# AIM OF THE TASK
Report back each line of the records that contains the string "manual".

# SOURCE DATA
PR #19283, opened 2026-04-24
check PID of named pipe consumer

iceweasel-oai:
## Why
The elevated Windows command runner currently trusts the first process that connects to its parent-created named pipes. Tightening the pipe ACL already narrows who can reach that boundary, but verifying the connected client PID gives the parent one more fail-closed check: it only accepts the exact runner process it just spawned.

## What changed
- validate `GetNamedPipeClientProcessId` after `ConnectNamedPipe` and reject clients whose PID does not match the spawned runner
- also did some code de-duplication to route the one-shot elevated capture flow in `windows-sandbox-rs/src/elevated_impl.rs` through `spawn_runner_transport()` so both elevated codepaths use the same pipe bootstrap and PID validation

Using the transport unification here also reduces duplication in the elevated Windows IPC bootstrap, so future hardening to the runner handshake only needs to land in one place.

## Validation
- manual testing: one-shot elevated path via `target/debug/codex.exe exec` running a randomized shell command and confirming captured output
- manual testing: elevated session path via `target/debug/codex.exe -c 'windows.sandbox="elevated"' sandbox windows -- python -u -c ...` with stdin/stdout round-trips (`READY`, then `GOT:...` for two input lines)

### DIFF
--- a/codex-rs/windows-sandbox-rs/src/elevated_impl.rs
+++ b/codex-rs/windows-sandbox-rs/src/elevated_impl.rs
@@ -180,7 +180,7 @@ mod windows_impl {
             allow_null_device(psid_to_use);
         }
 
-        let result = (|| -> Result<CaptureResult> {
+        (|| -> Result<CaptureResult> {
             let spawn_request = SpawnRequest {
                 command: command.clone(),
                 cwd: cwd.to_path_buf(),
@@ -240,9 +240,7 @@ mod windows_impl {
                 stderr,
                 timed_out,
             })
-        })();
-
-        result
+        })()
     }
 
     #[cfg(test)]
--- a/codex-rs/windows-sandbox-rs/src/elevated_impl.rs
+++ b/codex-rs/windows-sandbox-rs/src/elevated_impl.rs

# YOUR SOLUTION
- manual testing: one-shot elevated path via `target/debug/codex.exe exec` running a randomized shell command and confirming captured output
- manual testing: elevated session path via `target/debug/codex.exe -c 'windows.sandbox="elevated"' sandbox windows -- python -u -c ...` with stdin/stdout round-trips (`READY`, then `GOT:...` for two input lines)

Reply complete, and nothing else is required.